PR #696, opened 2018-01-08
Add killable future combinator

### LINKED ISSUE #693: Consider Including Cancellable Combinator
I find myself wanting this occasionally. [Example here](https://play.rust-lang.org/?gist=d49b79a00aba4f935ff42dfe5ef5c65e&version=stable).

cramertj:
Closes #693

### DIFF
--- a/src/future/killable.rs
+++ b/src/future/killable.rs
@@ -1,0 +1,117 @@
+use {Future, Poll, Async};
+use task::AtomicTask;
+use std::sync::Arc;
+use std::sync::atomic::{AtomicBool, Ordering};
+
+/// A future which can be cancelled using a `KillHandle`.
+#[derive(Debug, Clone)]
+#[must_use = "futures do nothing unless polled"]
+pub struct Killable<T> {
+    future: T,
+    inner: Arc<KillInner>,
+}
+
+impl<T> Killable<T> where T: Future {
+    /// Creates a new `Killable` future using an existing `KillRegistration`.
+    /// `KillRegistration`s can be acquired through `KillHandle::new`.
+    ///
+    /// When `kill` is called on `handle`, this future will complete
+    /// immediately. If `kill` has already been called, the future
+    /// will complete immediately without making any further progress.
+    pub fn new(future: T, reg: KillRegistration) -> Self {
+        Killable {
+            future: future,
+            inner: reg.inner,
+        }
+    }
+}
+
+/// A registration handle for a `Killable` future.
+/// Values of this type can be acquired from `KillHandle::new` and are used
+/// in calls to `Killable::new`.
+#[derive(Debug, Clone)]
+pub struct KillRegistration {
+    inner: Arc<KillInner>,
+}
+
+/// A handle to a `Killable` future.
+#[derive(Debug, Clone)]
+pub struct KillHandle {
+    inner: Arc<KillInner>,
+}
+
+impl KillHandle {
+    /// Creates a new `KillHandle` which can be used to kill a running future.
+    /// This function also returns a `KillRegistration` which is used to
+    /// pair the handle with a `Killable` future.
+    ///
+    /// This function is usually paired with a call to `Killable::new`.
+    pub fn new() -> (Self, KillRegistration) {
+        let inner = Arc::new(KillInner {
+            task: AtomicTask::new(),
+            cancel: AtomicBool::new(false),
+        });
+
+        (
+            KillHandle {
+                inner: inner.clone(),
+            },
+            KillRegistration {
+                inner: inner,
+            },
+        )
+    }
+}
+
+// Inner type storing the task to awaken and a bool indicating that it
+// should be cancelled.
+#[derive(Debug)]
+struct KillInner {
+    task: AtomicTask,
+    cancel: AtomicBool,
+}
+
+/// Creates a new `Killable` future and a `KillHandle` which can be used to stop it.
+///
+/// This function is a convenient (but less flexible) alternative to calling 
+/// `KillHandle::new` and `Killable::new` manually.
+pub fn killable<T>(future: T) -> (Killable<T>, KillHandle)
+    where T: Future
+{
+    let (handle, reg) = KillHandle::new();
+    (
+        Killable::new(future, reg),
+        handle,
+    )
+}
+
+/// Indicator that the `Killable` future was killed.
+#[derive(Copy, Clone, Debug, Eq, PartialEq)]
+pub struct Killed;
+
+impl<T> Future for Killable<T> where T: Future {
+    type Item = Result<T::Item, Killed>;
+    type Error = T::Error;
+    fn poll(&mut self) -> Poll<Self::Item, Self::Error> {
+        if self.inner.cancel.load(Ordering::Acquire) {
+            Ok(Async::Ready(Err(Killed)))
+        } else {
+            match self.future.poll() {
+                Ok(Async::NotReady) => {
+                    self.inner.task.register();
+                    Ok(Async::NotReady)
+                },
+                Ok(Async::Ready(x)) => Ok(Async::Ready(Ok(x))),
+                Err(e) => Err(e),
+            }
+        }
+    }
+}
+
+impl KillHandle {
+    /// Kill the `Killable` future associated with this handle.
+    pub fn kill(&self) {
+        self.inner.cancel.store(true, Ordering::Release);
+        self.inner.task.notify();
+    }
+}
--- a/src/future/mod.rs
+++ b/src/future/mod.rs
@@ -80,11 +80,13 @@ pub use self::inspect::Inspect;
 if_std! {
     mod catch_unwind;
     mod join_all;
+    mod killable;
     mod select_all;
     mod select_ok;
     mod shared;
     pub use self::catch_unwind::CatchUnwind;
     pub use self::join_all::{join_all, JoinAll};
+    pub use self::killable::{killable, Killable, Killed, KillHandle, KillRegistration};
     pub use self::select_all::{SelectAll, SelectAllNext, select_all};
     pub use self::select_ok::{SelectOk, select_ok};
     pub use self::shared::{Shared, SharedItem, SharedError};
--- a/tests/killable.rs
+++ b/tests/killable.rs
@@ -1,0 +1,41 @@
+extern crate futures;
+
+use futures::future::{killable, Killed};
+use futures::sync::oneshot;
+
+use std::thread;
+use std::time::Duration;
+
+#[test]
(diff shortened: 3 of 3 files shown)


cramertj:
If you think it's worth including a non-sync version as well, let me know and I'll add that. IMO the tiny perf difference is probably not worth the additional complexity.

alexcrichton:
This seems pretty slick to me! This form of cancellation feels like it's common enough in other libraries that it seems worthwhile to include here as well. I do think though yeah if we have a `sync` version it'd be wortwhile to have an `unsync` version too. Before that though I'd be curious to hear others' thoughts on a combinator like this, @aturon perhaps?

carllerche:
At a high level.

* I'm +1 on the feature.
* I don't love the name... maybe `ShortCircuit` or `Abort`. Generally, it seems that '*able' is not a common naming idiom and "kill" sounds violent!
* Why does it require the inner future to be of `()`? Also, the fact that the inner future was aborted is not exposed.
* I'm not a fan of the proliferation of of unsync duplication, but that ship has sailed, so ¯\_(ツ)_/¯.

Going in more detail, I'm not sure about either the implementation or the API. The implication of `Killable` taking `&KillHandle` is that the same `KillHandle` can be used to back multiple `Killable` instances. However, the implementation does not support this.

I would say either the implementation should change or the API should not allow constructing a `Killhandle` standalone.

cramertj:
@carllerche I need to be able to construct a `KillHandle` standalone so that I can cancel an outer future from deep inside-- think a request handler wanting to kill a service. If you only provide a `KillHandle` after constructing the top-level `Killable`, there's no way to do this.

I do agree, though, that it's misleading and user might think they could use one `KillHandle` for multiple futures. Perhaps make a constructor that returns both a `KillHandle` and a `KillRegistration`, and the `KillRegistration` must be moved into `Killable::new`?

cramertj:
@carllerche 
> Why does it require the inner future to be of ()? Also, the fact that the inner future was aborted is not exposed.

How would you support other types? The cancellation path only knows how to return `()`. I guess you could also allow the user to supply a default if-cancelled value, but then the API quickly gets more complex. Most of the use-cases I have for this are things that are being `spawn`ed or are otherwise top-level side-effect-y futures.

carllerche:
> How would you support other types?

An enum.

> Most of the use-cases I have for this are things that are being spawned or are otherwise top-level side-effect-y futures.

Should this API be tied to the executor then? It could be an additional fn on the `Executor` trait that returns the cancel handle.

I don't have strong opinions either way. I'm mostly just brainstorming here.

cramertj:
> An enum.

`Cancellable<T>` impls `Future<Item=Option<T>>`? Seems fine to me. Just means I'll be adding one more `.map(|_| ())`.

carllerche:
To be clear, I don't necessarily think my idea to support more than `Item=()` inner futures is a good idea, but I am proposing it for discussion to see what others think of the pros / cons trade off.

cramertj:
Yeah it seems like a reasonable option.

tailhook:
Another question is whether future has to be canceled when KillHandle/CancelHandle is dropped.

This is useful if you keep a handle in some structure just to cancel the future when not needed anymore. And that structure may occasionally drop unexpectedly (e.g. on panic). Currently, I use often use `oneshot` with `select` and it's handy that it cancels future on dropping `oneshot::Sender` too. So this use case is quite real.

cramertj:
@tailhook I'd personally be opposed to cancelling on on drop of the `CancelHandle`-- it seems like surprising behavior to me and I'd have to be careful to avoid it.

tailhook:
> @tailhook I'd personally be opposed to cancelling on on drop of the CancelHandle-- it seems like surprising behavior to me and I'd have to be careful to avoid it.

Well, you have to be careful both ways. You're likely to have a memory leak if CancelHandle is dropped without cancelation. Can you describe your real life use case?

cramertj:
> You're likely to have a memory leak if CancelHandle is dropped without cancelation.

Nah-- I just use this to kill futures early or to kill a future from another future deep inside without plumbing through some kind of shared flag. In the first case, the future would still be expected to complete normally, and in the second case, it doesn't make any sense why an inner future dropping should kill the outer one.

alexcrichton:
@cramertj I wonder if all this is evidence that we may want to let this bake externally first? That way we could iterate on it elsewhere and bring it in once it's stabilized?

cramertj:
@alexcrichton I'd be happy to throw it up in its own repo somewhere, but I'm not sure we'll get more useful feedback from having it there than we would by continuing to discuss here (or on IRC or something).

carllerche:
IMO we should fix the "out of crate" discover ability problem.

I would suggest taking the following two steps:

* Add a github wiki page that includes an organized list of (somewhat curated) third party utilities.
* Add a link to the github page in the futures-rs documentation explaining that there are additional utilities provided in third party crates.

src/future/killable.rs
```diff
@@ -0,0 +1,94 @@
...
+    inner: Arc<KillInner>,
+}
+
+impl<T> Killable<T> where T: Future<Item = ()> {
+	/// Creates a new `Killable` future using an existing `KillHandle`.
+	///
+	/// When `kill` is called on `handle`, this future will complete
+	/// immediately. If `kill` has already been called, the future
+	/// will complete immediately without making any further progress.
+    pub fn new(future: T, handle: &KillHandle) -> Self {
```
rphmeier: docs here are tabs

src/future/killable.rs
```diff
@@ -0,0 +1,94 @@
...
+#[derive(Debug, Clone)]
+pub struct KillHandle {
+    inner: Arc<KillInner>,
+}
+
+impl KillHandle {
+	/// Creates a new `KillHandle` which can be used to kill a running future.
+	///
+	/// This function is usually paired with one or more calls to `Killable::new`.
+    pub fn new() -> Self {
```
rphmeier: and here

cramertj:
Updated in response to comments.

src/future/killable.rs
```diff
@@ -0,0 +1,112 @@
...
+{
+    let (handle, reg) = KillHandle::new();
+    (
+        Killable::new(future, reg),
+        handle,
+    )
+}
+
+impl<T> Future for Killable<T> where T: Future<Item = ()> {
+    type Item = ();
```
rphmeier: `Item` could be `Option<T::Item>` where when canceled returns `None`. A separate type to convey more semantic meaning makes sense to me as well, but would be missing basically all the useful stuff from `Option`.

cramertj: All of my use cases for this have been with futures that were side-effect only, usually being given to a `spawn` or similar. However, it seems that both you and @carllerche have other use cases in mind, so I'll change to use `Result<T::Item, Killed>`.

rphmeier: I can't think of something in particular but there isn't much reason not to provide the generality

cramertj: I suppose at that point we can also provide a `Stream` impl.

alexcrichton:
@cramertj would you still be looking to merge in this repo? Or would you be ok having it out of repo for a bit?

cramertj:
@alexcrichton Up to you-- my preference would be to try and get in good shape to be merged into `future`s since it seems like a fairly common thing to want to do. If you'd prefer to have it available through a separate crate, I'll need someone else to make the repo (Google reasons). @aturon previously suggested starting a `tokio-tools` crate as a proving ground for combinators-- that could be a place for this as well.

carllerche:
@cramertj well, it seems like discoverability is a general problem. Do you not think that my suggestion above would aid in that regards?

cramertj:
@carllerche I disagree that discoverability is the main problem here. I think the main problem is that we need a place to incubate standard, well-motivated combinators without tying them to futures/tokio stability guarantees. I think a better solution to this would be to have a dedicated futures/tokio combinator library that can frequently release breaking changes. Breaking releases to combinators won't result in the interoperability problems that frequent breaking changes to the `futures` library will because they won't break the interface exposed by libraries and applications or cause interoperability problems. Libraries/applications could freely use multiple versions of the combinator libraries.

FWIW, I think this applies as well to methods like `map`, `and_then`, etc. on the actual `Future` and `Stream` types. Over time there've been a number of problems discovered with various combinator methods that would require breaking changes. If these combinators had been implemented via an extension trait in a separate library, it would be easy to make the appropriate fixes. However, the fact that they're in the main `futures` repo and even the main `Future` trait means that we can't make changes without breaking the fundamental interface of the library.

alexcrichton:
@cramertj I think you hit the nail on the head there with the problem of tying combinators to the stability of the `Future` trait itself (and how breakage in the combinators is totally ok, it's just `Future` which can't break.

This sounds a lot like `itertools`, though? It definitely seems to me like we should start a `futuretools` (to make clear it's not Tokio-specific) crate and probably consider moving a number of standard combinators to the crate if we ever do a major release of `futures` itself.

cramertj:
@alexcrichton Yup, +1 for `futuretools` or similar.

carllerche:
Yes, I'm definitely for creating another crate and moving stuff there. IMO the core traits already have too many fns on them, which causes problems for iteration.

I didn't know moving stuff to another crate was on the table, so this makes me happy.

alexcrichton:
@cramertj would you be willing to maintain such a crate? I'm not sure we have a great place for it right now...

cramertj:
Note for folks reading: [futures-tools](https://github.com/alexcrichton/futures-tools) has been created.

carllerche:
Is there a reason the crate isn't included in this git repository? The cargo workspace feature would make it easy.

It seems that if the plan is to migrate code between the two repos (move a bunch of stuff from here into -tools in futures 0.2 then incrementally "promote" as APIs stabilize) it would be easiest to do so in one repository.

cramertj:
@carllerche That approach sounds good to me.

carllerche:
Perhaps discussion for a futures-util crate should be promoted to a dedicated issue at this point :)

cramertj:
@carllerche @alexcrichton @aturon I've opened https://github.com/alexcrichton/futures-rs/issues/711 for discussion.

alexcrichton:
@cramertj want to retarget at 0.2 to merge?

aturon:
@cramertj what's the status here?

tikue:
Is `AtomicTask` used to make it safe to move the future to different tasks? What about the case where I'm just doing `tokio::spawn(killable_future)`? It can't change tasks then, right? So

Keruspe:
Any chance to get this in for 0.3?

cramertj:
Closing, opened #1079 targeting 0.3.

*What needs to be done*
Write only the number of lines in the material above where the string "page" occurs.

*Reply*
2